El financiamiento bancario al sector agrícola cerró 2025 en niveles históricos, reflejando un fuerte dinamismo del crédito y un cambio significativo en su composición. De acuerdo con un análisis de la Bolsa de Comercio de Rosario en base a datos del Banco Central de la República Argentina, el stock total de préstamos destinados a actividades agrícolas alcanzó los $6 billones al 31 de diciembre, el valor más alto para esa fecha desde que existen registros.
En términos reales, el crecimiento fue contundente: el financiamiento al agro aumentó más de 50% respecto al año anterior y se ubicó ampliamente por encima del promedio de los últimos cinco años. Sin embargo, detrás de este salto se esconde una transformación clave: el protagonismo casi excluyente del crédito en dólares.
Del total prestado, unos $4,4 billones corresponden a financiamiento en moneda extranjera, lo que representa el 73% del total. Este segmento más que duplicó su volumen en comparación con 2024, alcanzando máximos históricos tanto en términos absolutos como relativos. En contraste, el crédito en pesos mostró una caída real y perdió participación dentro del esquema de financiamiento.
Este cambio en la estructura no es menor. La participación del financiamiento en dólares dentro del agro se disparó muy por encima de los niveles habituales de la última década, impulsada por un contexto de tasas más competitivas en esa moneda y por el perfil exportador del sector, que naturalmente genera ingresos en divisas.
A nivel agregado, el crédito también creció para el conjunto de la economía, aunque con una dinámica distinta. Mientras que en el total del sistema financiero aumentaron tanto los préstamos en pesos como en dólares, en el caso del agro el crecimiento se explicó exclusivamente por la moneda extranjera. Esto llevó a que el sector gane peso dentro del financiamiento en dólares, alcanzando una participación récord.

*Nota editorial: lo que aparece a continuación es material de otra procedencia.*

PR #2610, opened 2025-01-22
fix: don't show shared post deleted on feed

rebelchris:
We decided not to show shared post that have deleted reference on feed anymore.
Luckily `showOnFeed` handles all feed types for us.

To retro fix I suggest we simply run a manual query. (Probably very few hits anyway)

### DIFF
--- a/__tests__/workers/postDeletedSharedPostCleanup.ts
+++ b/__tests__/workers/postDeletedSharedPostCleanup.ts
@@ -5,6 +5,7 @@ import createOrGetConnection from '../../src/db';
 import { Post, SharePost, Source } from '../../src/entity';
 import { postsFixture, sharedPostsFixture } from '../fixture/post';
 import { sourcesFixture } from '../fixture';
+import { typedWorkers, workers } from '../../src/workers';
 
 let con: DataSource;
 beforeEach(async () => {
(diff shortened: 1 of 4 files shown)


src/workers/postDeletedSharedPostCleanup.ts
```diff
@@ -0,0 +1,55 @@
...
+const worker: Worker = {
+  subscription: 'api.post-deleted-shared-post-cleanup',
+  handler: async (message, con, logger): Promise<void> => {
+    const data: Data = messageToJson(message);
+    const { post } = data;
+
+    const databasePost = await con
+      .getRepository(Post)
+      .findOneBy({ id: post?.id });
+    console.log('del: ', databasePost?.deleted);
```
capJavert, line 19: cleanup

capJavert (approved):

__tests__/workers/postDeletedSharedPostCleanup.ts
```diff
@@ -0,0 +1,49 @@
...
+      return {
+        ...item,
+        id: `pdspc-${item.id}`,
+        sharedPostId: `pdspc-p1`,
+      };
+    }),
+  );
+});
+
+it('should set shared post to not show on feed if post gets deleted', async () => {
```
capJavert, line 38: can we use `describe` and add `should be registered` test

omBratteng (approved):

PR #2611, opened 2025-01-22
feat: expose translation field on Post

omBratteng:
Expose `translation` field on `Post`. It returns an object containing keys of what translations are available. Currently we only return `title`, but it can be extended in the future.

### DIFF
--- a/__tests__/posts.ts
+++ b/__tests__/posts.ts
@@ -855,7 +855,7 @@ describe('translation field', () => {
   it('should return false for fields when content-language header is not set', async () => {
     const res = await client.query(QUERY);
     expect(res.data.post.translation).toEqual({
-      title: false,
+      title: null,
     });
   });
 
@@ -873,7 +873,7 @@ describe('translation field', () => {
       },
     });
     expect(res.data.post.translation).toEqual({
-      title: false,
+      title: null,
     });
   });
 
--- a/__tests__/posts.ts
+++ b/__tests__/posts.ts
@@ -823,6 +823,61 @@ describe('type field', () => {
   });
 });
 
+describe('translation field', () => {
+  const QUERY = /* GraphQL */ `
+    {
+      post(id: "p1") {
+        translation {
+          title
+        }
+      }
+    }
+  `;
+
+  it('should return false for fields when content-language header is not set', async () => {
+    const res = await client.query(QUERY);
+    expect(res.data.post.translation).toEqual({
+      title: false,
+    });
+  });
+
+  it('should return false for fields when translation does not exist', async () => {
+    await con.getRepository(ArticlePost).update('p1', {
+      translation: {
+        es: {
+          title: 'Hola',
+        },
+      },
+    });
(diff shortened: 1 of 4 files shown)


__tests__/posts.ts
```diff
@@ -823,6 +823,61 @@ describe('type field', () => {
...
+
+  it('should return false for fields when content-language header is not set', async () => {
+    const res = await client.query(QUERY);
+    expect(res.data.post.translation).toEqual({
+      title: false,
+    });
+  });
+
+  it('should return false for fields when translation does not exist', async () => {
+    await con.getRepository(ArticlePost).update('p1', {
```
capJavert, line 845: can you use unique post id eg. `p1-tf`, so it does not overlap with other tests

src/graphorm/index.ts
```diff
@@ -490,6 +492,24 @@ const obj = new GraphORM({
       title: createSmartTitleField({
         field: 'title',
       }),
+      translation: {
+        jsonType: true,
+        transform: (
+          translations: Partial<Record<ContentLanguage, PostTranslation>>,
+          ctx: Context,
+        ): Record<keyof PostTranslation, boolean> => {
+          const translation = ctx.contentLanguage
```
capJavert, line 501: can we early return `{}` if translation is not available, think it will be cleaner to not worry about optional in reduce?

capJavert (approved):

src/graphorm/index.ts
capJavert: I just thought early return `{}` before reduce if `translations[ctx.contentLanguage]` is undefined

```js
const translation = translations[ctx.contentLanguage]

if (!translation) {
  return {}
}

// ... reduce
```

capJavert: because technically each field is not required so if its not there we don't have to return `false`

capJavert: but if you want to return `false` then I would prefer just leaving it as is

omBratteng: I can do as you suggest. I see GraphQL converts it to what I need anyways :lolsob:

src/graphorm/index.ts
```diff
@@ -490,6 +492,26 @@ const obj = new GraphORM({
...
+        jsonType: true,
+        transform: (
+          translations: Partial<Record<ContentLanguage, PostTranslation>>,
+          ctx: Context,
+        ): Partial<Record<keyof PostTranslation, boolean>> => {
+          if (!ctx.contentLanguage || !translations[ctx.contentLanguage]) {
+            return {};
+          }
+
+          const translation = translations[ctx.contentLanguage]!;
```
capJavert, line 505: Better to avoid `!`, typescript will automatically know `translation` is defined after early return:
```suggestion
          const translation = ctx.contentLanguage
            ? translations[ctx.contentLanguage]
            : undefined;

          if (!translation) {
            return {};
          }

```

capJavert (approved):

PR #2612, opened 2025-01-23
feat: return translated title for team members

omBratteng:
An intermediate change to start returning the translated title for team members. Also added remote config if we want to test it for all users.

AS-924


src/graphorm/index.ts
```diff
@@ -85,24 +85,34 @@ const checkIfTitleIsClickbait = (value?: string): boolean => {
...
       const settings = await ctx.dataLoader.userSettings.load({
-        userId: ctx.userId!,
+        userId: ctx.userId,
       });
 
       const i18nValue = ctx.contentLanguage
-        ? typedParent.i18nTitle?.[ctx.contentLanguage]
+        ? shouldUseNewTranslation(ctx)
+          ? typedParent.translation?.[ctx.contentLanguage]?.title
+          : typedParent.i18nTitle?.[ctx.contentLanguage]
```
capJavert, line 115: :hidethepain:

capJavert (approved):

src/graphorm/index.ts
omBratteng: Heh.. don't worry, it's only temporary. It'll be nice and clean ™️ once rolled out

rebelchris (approved):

Entre los factores que explican este escenario aparecen cambios en el sistema financiero. Por un lado, una menor demanda de crédito por parte del sector público liberó recursos para el sector privado. Por otro, el incremento de los depósitos —especialmente en dólares— amplió la capacidad de los bancos para otorgar préstamos. A esto se sumó una mayor flexibilización normativa para canalizar financiamiento en moneda extranjera.
El comportamiento de las tasas también jugó un rol determinante. Hacia fines de 2025, el costo del crédito en pesos se ubicó en niveles elevados en términos reales, lo que desincentivó su utilización. En paralelo, las tasas en dólares se mantuvieron estables y en línea con los promedios históricos, reforzando el atractivo de esta opción para los productores.
En este contexto, otro dato relevante es la solidez financiera del sector: los niveles de cumplimiento se mantuvieron altos, con una amplia mayoría de los créditos en situación regular. Este desempeño refuerza la percepción del agro como un sujeto de crédito confiable dentro del sistema bancario.
En conjunto, los datos reflejan no solo un crecimiento del financiamiento, sino también una reconfiguración estructural en la forma en que el sector agrícola accede al crédito, con una marcada dolarización que responde tanto a variables macroeconómicas como a la lógica propia de una actividad fuertemente orientada a la exportación.